§ **WHAT YOU WILL DO**: Count the lines in the entries that contain "time". Say the number and nothing more.
-- -- --
PR #208, opened 2020-02-16
Unify linker scripts

ali1234:
Replaces the internal and external flash linker scripts with a single
script that is configured on the ld command line. This mitigates the
risk of them getting out of sync. The script defaults to external
flash. Defining the symbol "FLASH_TARGET_INT" causes it to use
internal flash instead.


ali1234:
This will make it easier to work on persistence and memory layout as there is now only one file to edit.

It is very likely to break the visual studio projects.

Gadgetoid:
Ooh, this is graceful! I was hacking on the linker script recently and came across exactly this problem. Thank you!

ali1234:
It's not clear to me why the visual studio project builds passed with this change. Do they not build ARM binaries?

PR #209, opened 2020-02-16
Add ITCM init to startup

Daft-Freak:
Mostly a copy/paste of the .data init. My assembly skills don't extend much past (barely) reading it... But this does work.


Gadgetoid:
Can't say my assembly comprehension is much more advanced, but it looks sensible to me. Thank you!

PR #210, opened 2020-02-16
Fix discarding unused fonts

Daft-Freak:
The global constructor would reference the font data, preventing it from being discarded. Doing it at compile time avoids this.


Gadgetoid:
I clearly need to research constexpr because I've been splashing it around possibly without understanding what it does. Thank you!

Daft-Freak:
It basically means "this function can be evaluated at compile time". Quite useful for this kind of thing.

PR #400, opened 2020-10-14
Remove darwin toolchain

Daft-Freak:
Pretty sure this is unneeded as building for macOS on a mac isn't cross-compiling and it works fine on mine (CMake defaults to clang anyway)...


Gadgetoid:
We'll find out, I guess! Thanks!

PR #404, opened 2020-10-17
Expand uploading docs

Daft-Freak:
...and remove a few references to the old tool. Might need a big "DO NOT UPLOAD GAMES USING DFU" somewhere.


Gadgetoid:
Thank you!

PR #405, opened 2020-10-21
Add VS Code CMake tools config

Daft-Freak:
This makes the toolchain automatically appear as a kit in VS Code (still needs the manual config in the docs for out of tree projects)


Gadgetoid:
Aha! Awesome, thank you!

PR #406, opened 2020-10-22
Improve slash handling for buffer files in list_files

Daft-Freak:
Makes sure that the leading slash is stripped after doing something like `add_buffer_file("/file", ...)`. Also fixes `list_files("dir/")` not working for buffer files.


Gadgetoid:
Thank you!

PR #407, opened 2020-11-02
SD card insert/remove detection

Daft-Freak:
Handles inserting/removing the SD card without needing to reset. Also displays a different message in the menu for no card detected.


Gadgetoid:
I need this in my life! Thank you.

PR #409, opened 2020-11-06
Check if the tools are installed

Daft-Freak:
Fail CMake configure if the tools are not installed instead of blowing up later.


Gadgetoid:
Thank you!

Daft-Freak:
That was fast! :smile:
-- -- --
§ **REPLY**: 2